The distinction between alienable and unalienable rights was introduced by Francis Hutcheson in his A System of Moral Philosophy (1755) based on the Reformation principle of the liberty of conscience.
One could not in fact give up the capacity for private judgment (e.g., about religious questions) regardless of any external contracts or oaths to religious or secular authorities so that right is "unalienable." In discussions of social contract theory,
"inalienable rights" were said to be those rights that could not be surrendered by citizens to the sovereign. Such rights were thought to be natural rights, independent of positive law. Natural rights date back at least to the Roman Empire, and were recognized during medieval times, but in this context are an element of the classical liberalism of the 18th and 19th centuries.
Classical Liberal thinkers reasoned that each man is endowed with rights, of which the rights to life, liberty and property were thought to be fundamental. However, they reasoned that in the natural state only the strongest could benefit from their rights. Each individual forms an implicit social contract, ceding his or her rights to the authority to protect his or her right from being abused. For this reason, almost all classical liberal thinkers, for example, accepted the death penalty and incarceration as necessary elements of government.
"Jefferson took his division of rights into alienable and unalienable from Hutcheson, who made the distinction popular and important."[4] In the The 1776 United States Declaration of Independence, Thomas Jefferson famously condensed this to:
"We hold these truths to be self-evident, that all men are created equal, that they are endowed by their Creator with certain inalienable Rights. . ." This was changed to unalienable by John Adams at the time of printing the Declaration.
In the nineteenth century, the movement to abolish slavery seized this passage as a statement of constitutional principle, although the U.S. constitution recognized and protected slavery. As a lawyer, future Chief Justice Salmon P. Chase argued before the Supreme Court in the case of John Van Zandt, who had been charged with violating the Fugitive Slave Act, that:
"The law of the Creator, which invests every human being with an inalienable title to freedom, cannot be repealed by any interior law which asserts that man is property."
Many scholars now argue that the Fourteenth Amendment to the Constitution, enacted after the Civil War and the abolition of slavery, wrote the principles of equality and natural rights into the Constitution for the first time. However, it can also been argued that the axiom of inalienable rights was written into the Bill of Rights as the Ninth Amendment rights “retained by the people”.
Obviously, you are WRONG.
If you favor locking away criminals then you are just as guilty of violating their (in your view) unalienable rights as those who favor the death penalty because the right to be free is as unalienable as the right to live.
LMAO.
There is a difference between natural rights, personal rights and civil rights. From wiki:
Liberty
Liberty is divided into four types : natural, personal, civil and political.

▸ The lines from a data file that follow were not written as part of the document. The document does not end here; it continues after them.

PR #9995, opened 2020-09-21
Packagespec v0.1.2/master

samsalisbury:
**Concurrent with merging this PR, all internal Vault engineers should update to [packagespec v0.1.2](https://github.com/hashicorp/packagespec/releases/tag/v0.1.2) (download binary for Mac or Linux there).**

Updates to packagespec v0.1.2. See packagespec changelog (internal only) for details. Notable changes visible in this PR:

- Packagespec-specific code from the main Makefile has been moved out to its own `packagespec.mk` which counts as generated code. This file is managed by packagespec.
- The Dockerfiles in `packages-oss.lock/layers` are gone. These files are now written on-the-fly as needed, to a temp directory. This means a lot of deletions in this PR, but will result in much smaller diffs in future.
- No changes to the spec file `packages-oss.yml`
- The file `.circleci/config/@build-release.yml.tpl` is gone. This template is now owned by packagespec.
- One additional/unrelated tidy-up in `Makefile`: the check for and removal of old husky git hooks is removed in this PR, it has been in place long enough that we can assume that no one still has them installed.

Reviewers: The main file to review is the `Makefile` (most of which is deletions) and `packagespec.mk` which contains the migrated code. In the CircleCI config, you will notice that the cache prefix `cache002` has been rolled back to `cache001`. This is safe, because all layerIDs and packagespecID checksums are also updated, invalidating all older caches. That cache prefix is now owned by code in packagespec rather than this repository.


sarahethompson (approved):
LGTM

Issue #5916, opened 2018-12-07
New Templating Parameters for approle/ldap Auth Methods


lcgkm:
How to write the templated ACL policies for AppRole?
Current Available Templating Parameters don't have role_name... 
https://www.vaultproject.io/guides/identity/policy-templating.html

For approle token, we can find following info:
token_meta_role_name=\<\<approle name\>\>

For ldap token, we can find following info:
token_meta_username=\<\<ldap username\>\>

So, can we use token meta data as policy templating parameter? For example:
token.metadata.\<\<metadata key\>\>

Reference:
https://learn.hashicorp.com/vault/identity-access-management/policy-templating#available-templating-parameters

chrishoffman:
Token metadata will likely not be added to the available template parameters.  For both of the use cases above, you can leverage the identity system.  Each AppRole will create an entity in the identity system with a mapping to the role id.  LDAP has a mapping to the username.

Check out these guides for more information:
https://learn.hashicorp.com/vault/identity-access-management/iam-identity
https://learn.hashicorp.com/vault/identity-access-management/policy-templating

lcgkm:
Hi @chrishoffman ,

Sorry for bother you.

> Each AppRole will create an entity in the identity system with a mapping to the role id. 
Could you provide more details about this? How about the entity lifecycle?
And I can find that AppRole will create an entity and entity alias in identity system, the entity alias as same as the AppRole's role id.
But how about AppRole's role name?
Can we add AppRole's role name to entity alias meta?

Best Regards,
CG Li

chrishoffman:
@sielaq Yes, that is true but these have to be encoded into each backend and do not provide centralized management available to all backends.  We have seen requests in the past to extend token metadata to additional backends but have decided not to pursue it because it has to be customized per backend.  The identity system provides the same functionality but centralizes all the functionality and makes it available to all auth methods.

sielaq:
@chrishoffman thanks for clarification. 
The only problem I have (probably different from @lcgkm, but still around this issue)
 is: that we use very cool project
https://github.com/nemosupremo/vault-gatekeeper
to let application accessing properties/secrets...

Using vault-gatekeeper you can match the app name (that runs in mesos) with AppRole (role_name),
and you get temporal token back for accessing own secrets.  In that moment app, that want to access own-namebased-secret, require a policy per application. I cannot create a simple one policy like:
```
path "secrets/{{identity.entity.name}}" {
    capabilities = ["read"]
}
```
[...]

PR #10000, opened 2020-09-21
Allow token metadata for templating

jramosf:
This pull request adds functionality of using token metadata for templated policies, similarly to the current available templates for metadata in stored in entities.

**RATIONALE:**

I am aware this was discussed in the past (https://github.com/hashicorp/vault/issues/5916#issuecomment-448298263) and HashiCorp's response was to keep templated policies centralized with the Identity secrets engine, the solution Vault provides for identities.

However, Identity does not provide **Implicit Groups**, or automated group sync, just [Implicit Entities](https://www.vaultproject.io/docs/secrets/identity#implicit-entities). The rationale for this change is substantially simplifying many workflows (usually cronjobs) that need to sync external groups into "Identity" groups via leveraging more metadata than just the one coming from the Entity.

Furthermore, when setting up an auth backend we need to specify both the `metadata` **and** `policies`. Therefore, we cannot have confusion here, since prior to using the policy in an Auth backend, we will know if metadata needs to be supplied as well. The same goes when using metadata in from an Entity, such as `{{identity.entity.metadata.color}}`

### DIFF
--- a/sdk/helper/identitytpl/templating.go
+++ b/sdk/helper/identitytpl/templating.go
@@ -29,6 +29,7 @@ type PopulateStringInput struct {
 	ValidityCheckOnly bool
 	Entity            *logical.Entity
 	Groups            []*logical.Group
+	TokenMeta         map[string]string
 	NamespaceID       string
 	Mode              int       // processing mode, ACLTemplate or JSONTemplating
 	Now               time.Time // optional, defaults to current time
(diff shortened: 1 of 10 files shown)


canidam:
Any chance this gets merged? It would be very convenient to manage approle policies in such way.

jramosf:
> Any chance this gets merged? It would be very convenient to manage approle policies in such way.

I've rebased the merge request to address the conflict (my original commit was 3 months ago) and the pipeline is passing, as for the approval I'm afraid I'm not part of the maintainers.

jramosf:
I'm closing the PR as it's been over a year without activity. Please feel free to reopen if this has a chance to get merged. Thanks!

The first two are inalienable, the latter two are government granted. Natural liberty is absolute freedom, limited only by the laws of nature. It is exercised upon one's private property or upon unclaimed property (anywhere else would be a trespass). Personal liberty is the right of locomotion, the freedom to travel upon public roads and waterways; limited only by the requirement to not infringe another's right to travel. Civil liberty is the permission from government to do that which would otherwise be a trespass, a tort or not allowed by law. A license to practice medicine is an example of a civil liberty (inflict injury without criminal liability). Political liberty is the permission to vote and hold office. In countries with socialist / communist governments that abolish private property rights, natural and personal liberty do not exist. Permission (license) is required for most activities and actions.
So, what type of right do you suppose is the state witholding from a convict as punishment for his crime, hmmm?